PR #125, opened 2021-08-02
compat: fallback to toml if tomli is not available

FFY00:
We already have the code, as we support Python < 3.6, and being able to
fallback to toml if tomli is not available will make bootstraping Python
environments much easier.

Signed-off-by: Filipe Laíns <lains@riseup.net>

### DIFF
--- a/pep517/compat.py
+++ b/pep517/compat.py
@@ -35,7 +35,10 @@ except NameError:
     FileNotFoundError = IOError
 
 
-if sys.version_info < (3, 6):
+try:
+    from tomli import load as toml_load  # noqa: F401
+    from tomli import TOMLDecodeError  # noqa: F401
+except ImportError:
     from toml import load as _toml_load  # noqa: F401
 
     def toml_load(f):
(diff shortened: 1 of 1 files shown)


nanonyme:
I bumped into this as well. Wouldn't it be better to make tomli move to flit instead so it would have setup.py included in its sdist? That way you could bootstrap with sdists using setuptools.

takluyver:
I've actually been working on documenting how to bootstrap things without relying on setuptools: https://github.com/takluyver/flit/pull/441

As things stand, I'd be OK with doing the fallback like this. But I don't want to imply that the recommended way to bootstrap these packages is using setuptools. At some point - possibly quite soon - we'll drop support for Python 3.6, which is already out of security updates from the core developers. When we do, I'd like to go back to just importing one TOML parser (tomli). So bootstrappers should be prepared to do things that way.

FFY00:
Once we get the wheel installer ready, I plan to write a bootstraping script that can build from source, and install, the packages necessary to bootstrap a Python environment, which should fix that issue.

Regardless of the future handling of the TOML parser dependency on this project, simply having a release that works with both `toml` and `tomli` would still be very helpful. So, if you could merge this and tag a release, it would be great. After that, feel free to hard depend on `tomli`.

takluyver:
Closing following discussion on #131 - @FFY00 said this turns out not to be so useful after all.

PR #199, opened 2024-05-02
Improve interop with `importlib.metadata`: variation without `importlib_metadata`

### LINKED ISSUE #192: Release 1.1: Regression breaks setuptools builds

abravalheri:
This is basically the same as https://github.com/pypa/pyproject-hooks/pull/195 but without using `importlib_metadata`.

Feel free to close if #195 is preferred.

[This](https://github.com/pypa/pyproject-hooks/pull/195#discussion_r1587336156)  might be worthy considering:

> In general, I find that the following works relatively fine:
>
> * using importlib_metadata.DistributionFinder, MetadataPathFinder to implement find_distrubitions, but then using importlib.metadata high-level APIs
>
> And the following does not work:
> 
> * using importlib.metadata.DistributionFinder, MetadataPathFinder to implement find_distrubitions, but then using importlib_metadata high-level APIs

i.e. while this approach decreases the "spooky action at distance" of a transitive dependency installing `importlib_metadata`, it may also be more error prone if some dependency is indeed using `importlib_metadata`.

Closes #192

### DIFF
--- a/dev-requirements.txt
+++ b/dev-requirements.txt
@@ -3,4 +3,3 @@ flake8
 testpath
 setuptools>=30
 tomli >=1.1.0 ; python_version<'3.11'
-importlib-metadata; python_version<'3.8'
--- a/dev-requirements.txt
+++ b/dev-requirements.txt
@@ -3,3 +3,4 @@ flake8
 testpath
 setuptools>=30
 tomli >=1.1.0 ; python_version<'3.11'
+importlib-metadata; python_version<'3.8'
--- a/src/pyproject_hooks/_in_process/_in_process.py
+++ b/src/pyproject_hooks/_in_process/_in_process.py
@@ -106,6 +106,13 @@ class _BackendPathFinder:
 
         return spec
 
+    def find_distributions(self, context=None):
+        # Delayed import: Python 3.7 does not contain importlib.metadata
+        from importlib.metadata import DistributionFinder, MetadataPathFinder
+
+        context = DistributionFinder.Context(path=self.backend_path)
+        return MetadataPathFinder.find_distributions(context=context)
+
 
 def _supported_features():
     """Return the list of options features supported by the backend.
--- a/src/pyproject_hooks/_in_process/_in_process.py
+++ b/src/pyproject_hooks/_in_process/_in_process.py
@@ -106,17 +106,14 @@ class _BackendPathFinder:
 
         return spec
 
-    def find_distributions(self, context=None):
-        # Delayed import: Python 3.7 does not contain importlib.metadata
-        # If this method is being called it must be because
-        # `importlib.metadata`/`importlib_metadata` is available.
-        try:
-            from importlib_metadata import DistributionFinder, MetadataPathFinder
-        except ImportError:
+    if sys.version_info >= (3, 8):
+
+        def find_distributions(self, context=None):
+            # Delayed import: Python 3.7 does not contain importlib.metadata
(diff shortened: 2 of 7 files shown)


takluyver:
Thanks! Does this somehow avoid the exception you found in setuptools tests in [this comment](https://github.com/pypa/pyproject-hooks/pull/195#issuecomment-2088695300)?

abravalheri:
For setuptools, it should be fine https://github.com/abravalheri/setuptools/pull/14 (tests should OK, docs failing but that is unrelated).

(I went ahead and already added fixed the `importlib.metadata` compatibility in setuptools: https://github.com/pypa/setuptools/pull/4339)

takluyver:
Aha, so this is functionally similar to the original version of #195 (before involving `importlib_metadata`), but setuptools has changed so that it works?

I prefer this approach. I'll give it a day or so in case anyone else wants to weigh in, but if not then I'd like to merge this and cut another release.

ofek:
What are the next steps for this to be merged?

abravalheri:
Hi @jaraco, @takluyver, is this approach (or the one in https://github.com/pypa/pyproject-hooks/pull/195 which includes `importlib_metadata`), a direction that the project is interested in pursuing or is the project interested in pursuing a different approach?

jaraco:
I unfortunately have paged out the rich context, but I agree that it sounds as if this narrow and surgical fix may be a very solid improvement. Let's go with it for now. Thanks for the diligent investigation and proposal.

jaraco (approved):

nanonyme:
Would it be possible to make a release with this soon? The bug this aims to fix is basically update blocker for pyproject-hooks for any distro-like entities.

icp1994:
And for any distro which has upgraded pyproject-hooks unaware of this cannot update affected packages - [pex](https://github.com/pex-tool/pex/blob/v2.4.0/tox.ini#L207) for example.

jaraco:
@pradyunsg or @takluyver ^

takluyver:
Sorry for the delay.

takluyver:
v1.2 is tagged and on PyPI now - thanks for your patience and for the periodic reminders.

henryiii:
1.2 has broken build's test suite when using `backend-path` (and check-sdist's setuptools test, though I just dropped the setuptools test there). See https://github.com/pypa/build/pull/820, https://github.com/python/importlib_metadata/issues/508, https://github.com/henryiii/check-sdist/pull/55. I've finally narrowed it down to this package's 1.2 release.

takluyver:
:face_exhaling: Sorry.

I have no idea what's the right thing to do here now. #165 was meant to improve how an in-tree backend was loaded, but broke setuptools in some scenarios (#192). This PR was meant to fix that, but it seems that it's broken something in another scenario. :disappointed: Maybe we should have used `importlib_metadata` in some scenarios? But IIUC setuptools also has its own bundled copy, so that doesn't necessarily solve it.

I'm sorely tempted to declare that pyproject-hooks now requires Python 3.10 or above, and you should just pin whichever version works for you on older Python versions. I'm normally pretty keen on backwards compatibility, so I'd welcome a better solution, but I don't have the time or energy to wade through importlib stuff to figure this out. And I don't know how we can trust that the next solution won't just lead to another of these bugs popping up somewhere.

pradyunsg:
Let's have the discussion on that in #206.

PR #202, opened 2024-06-26
Speed up execution of hooks

ofek:
Don't know if this will be accepted but based on the results of `hyperfine` this reduces overall time by ~ 10 ms


ofek:
Not that much of an improvement to justify potential unexpected behavior.

PR #204, opened 2024-09-29
Relax test for build requirements from setuptools

### LINKED ISSUE #203: test_setup fails with setuptools >= 70.1.0
pytest -k "test_setup"

gives

```

    def test_setup_py():
        hooks = get_hooks("setup-py")
        with modified_env({"PYTHONPATH": BUILDSYS_PKGS}):
            res = hooks.get_requires_for_build_wheel({})
        # Some versions of setuptools list setuptools itself here
        res = [x for x in res if x != "setuptools"]
>       assert res == ["wheel"]
E       AssertionError: assert [] == ['wheel']
E         
E         Right contains one more item: 'wheel'
E         Use -v to get more diff

tests/test_call_hooks.py:213: AssertionError
```

it works when downgrading to setuptools 70.0.0

takluyver:
Closes #203.

### DIFF
--- a/tests/test_call_hooks.py
+++ b/tests/test_call_hooks.py
@@ -207,10 +207,9 @@ def test_path_pollution():
 def test_setup_py():
     hooks = get_hooks("setup-py")
     with modified_env({"PYTHONPATH": BUILDSYS_PKGS}):
-        res = hooks.get_requires_for_build_wheel({})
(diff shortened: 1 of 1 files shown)


takluyver:
I'm going to merge this without review, since it only touches tests and fixes the CI.

Issue #168, opened 2023-04-07
Drop support for Python 3.7


pradyunsg:
Python 3.7 goes EOL in 2 months and 3 weeks (https://endoflife.date/python). Filing an issue to track dropping support.

pradyunsg:
For posterity, https://github.com/pypa/pyproject-hooks/commit/69ed8b1dac92e33d6a2d18c1b3a3cfad57020d90 is a part commit working toward this. We should drop the string literal for "SubprocessRunner" and directly document the protocol class as well.

henryiii:
I'd also like the types to be available at runtime for pypa/build, Python 3.7 support is preventing this.

notatallshaw:
This was completed in https://github.com/pypa/pyproject-hooks/pull/214

PR #209, opened 2024-12-26
Correct editable metadata hook return type to str

ichard26:
`prepare_metadata_for_build_wheel` was initially typed to return `Optional[str]` just like the editable metadata hook, but it [got changed to `str` during review](https://github.com/pypa/pyproject-hooks/pull/167#discussion_r1160636565). However, the editable hook's return type was never corrected. This seems to be an oversight as I can't find anything in the PEP 517 or 660 specifications allowing these hooks to return None.

### DIFF
--- a/src/pyproject_hooks/_impl.py
+++ b/src/pyproject_hooks/_impl.py
@@ -285,7 +285,7 @@ class BuildBackendHookCaller:
         metadata_directory: str,
         config_settings: Optional[Mapping[str, Any]] = None,
         _allow_fallback: bool = True,
-    ) -> Optional[str]:
+    ) -> str:
         """Prepare a ``*.dist-info`` folder with metadata for this project.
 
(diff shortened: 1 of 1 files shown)


matthewhughes934:
You could probably drop Python 3.7 support to make the checks green again. It looks like it was previously dropped with 69ed8b1dac92e33d6a2d18c1b3a3cfad57020d90 but that was reverted 9cf1649a071f4268578b0e7417eb017637c4a486 it seems it was kept because `pip` also supported it at the time (context: https://github.com/pypa/pyproject-hooks/pull/167#issuecomment-1500884422) but `pip` has since dropped support for it https://github.com/pypa/pip/commit/1dbd717bb037b62273b7ced3737c4da787515c7c, see also https://github.com/pypa/pyproject-hooks/issues/168

matthewhughes934 (approved):

PR #210, opened 2025-03-31
chore: use subprocess.run instead of old check_*

henryiii:
I noticed this was using the old `subprocess.check_*` methods. In modern Python, `subprocess.run` is [recommended](https://docs.python.org/3/library/subprocess.html#using-the-subprocess-module).

### DIFF
--- a/src/pyproject_hooks/_impl.py
+++ b/src/pyproject_hooks/_impl.py
@@ -2,10 +2,10 @@ import json
 import os
 import sys
 import tempfile
+import subprocess
 from contextlib import contextmanager
 from os.path import abspath
 from os.path import join as pjoin
-from subprocess import STDOUT, check_call, check_output
 from typing import TYPE_CHECKING, Any, Iterator, Mapping, Optional, Sequence
 
 from ._in_process import _in_proc_script_path
@@ -74,13 +74,13 @@ def default_subprocess_runner(
 ) -> None:
     """The default method of calling the wrapper subprocess.
 
-    This uses :func:`subprocess.check_call` under the hood.
+    This uses :func:`subprocess.run` under the hood.
     """
     env = os.environ.copy()
     if extra_environ:
         env.update(extra_environ)
 
-    check_call(cmd, cwd=cwd, env=env)
+    subprocess.run(cmd, cwd=cwd, env=env, check=True)
 
 
 def quiet_subprocess_runner(
@@ -90,13 +90,21 @@ def quiet_subprocess_runner(
 ) -> None:
     """Call the subprocess while suppressing output.
 
-    This uses :func:`subprocess.check_output` under the hood.
+    This uses :func:`subprocess.run` with `PIPE` under the hood.
     """
     env = os.environ.copy()
     if extra_environ:
         env.update(extra_environ)
 
-    check_output(cmd, cwd=cwd, env=env, stderr=STDOUT)
+    subprocess.run(
+        cmd,
+        cwd=cwd,
+        env=env,
+        stdout=subprocess.PIPE,
+        stderr=subprocess.STDOUT,
+        check=True,
+        text=True,
+    )
 
 
 def norm_and_check(source_tree: str, requested: str) -> str:


src/pyproject_hooks/_impl.py
```diff
@@ -95,13 +95,21 @@ def quiet_subprocess_runner(
...
 
-    check_output(cmd, cwd=cwd, env=env, stderr=STDOUT)
+    subprocess.run(
+        cmd,
+        cwd=cwd,
+        env=env,
+        stdout=subprocess.PIPE,
+        stderr=subprocess.STDOUT,
+        check=True,
+        text=True,
```
pradyunsg, line 111: Using `text=True` would be a behaviour change.

pradyunsg: Let's drop this line, to be cautious.

src/pyproject_hooks/_impl.py
```diff
@@ -95,13 +95,21 @@ def quiet_subprocess_runner(
 ) -> None:
     """Call the subprocess while suppressing output.
 
-    This uses :func:`subprocess.check_output` under the hood.
+    This uses :func:`subprocess.run` with `PIPE` under the hood.
```
pradyunsg, line 98:
```suggestion
    This uses :func:`subprocess.run` with `stdout=PIPE, stderr=STDOUT` under the hood.
```

src/pyproject_hooks/_impl.py
henryiii:
```suggestion
```

src/pyproject_hooks/_impl.py
```diff
@@ -95,13 +95,20 @@ def quiet_subprocess_runner(
 ) -> None:
     """Call the subprocess while suppressing output.
 
-    This uses :func:`subprocess.check_output` under the hood.
+    This uses :func:`subprocess.run` with `stdout=PIPE, stderr=STDOUT` under the hood.
```
takluyver:
```suggestion
    This uses :func:`subprocess.run` with `stdout=DEVNULL, stderr=DEVNULL` under the hood.
```

henryiii: Does that mean it won't show up in the error? I think you can see it in the error exception because this has `check=True`.

henryiii:
This removes the ability to check and see why a command failed! My version:

```pycon
>>> try:
...     subprocess.run(["ruff", "invalid"], stdout=subprocess.PIPE, stderr=subprocess.PIPE, check=True)
... except subprocess.CalledProcessError as err:
...     print(err.stdout, err.stderr)
...
b'' b"error: unrecognized subcommand 'invalid'\n\nUsage: ruff [OPTIONS] <COMMAND>\n\nFor more information, try '--help'.\n"
```

Current version:

```pycon
>>> try:
...     subprocess.run(["ruff", "invalid"], stdout=subprocess.DEVNULL, stderr=subprocess.DEVNULL, check=True)
... except subprocess.CalledProcessError as err:
...     print(err.stdout, err.stderr)
...
None None
```

If a command fails, users will want to know why it failed!

This was available before (though with stdout and stderr merged, I didn't do that in my example here):

```pycon
>>> try:
...     subprocess.check_output(["ruff", "invalid"], stderr=subprocess.STDOUT)
... except subprocess.CalledProcessError as err:
...     print(err.stdout, err.stderr)
...
b"error: unrecognized subcommand 'invalid'\n\nUsage: ruff [OPTIONS] <COMMAND>\n\nFor more information, try '--help'.\n" None
```

We catch and print this all the time in build: https://github.com/search?q=repo%3Apypa%2Fbuild%20CalledProcessError&type=code

takluyver:
You're right, my mistake. I figured that if the return value wasn't used,
there was no way to get the output, but I forgot about the exception having
it.

Please knock my commit off the branch. If you want to add a comment & a
test, it might stop me making the same mistake in a couple of years time. 😉

takluyver:
Thanks!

• • •

Each line in the data that holds the word "LINKED" must be copied.

TASK OUTPUT —
### LINKED ISSUE #192: Release 1.1: Regression breaks setuptools builds
### LINKED ISSUE #203: test_setup fails with setuptools >= 70.1.0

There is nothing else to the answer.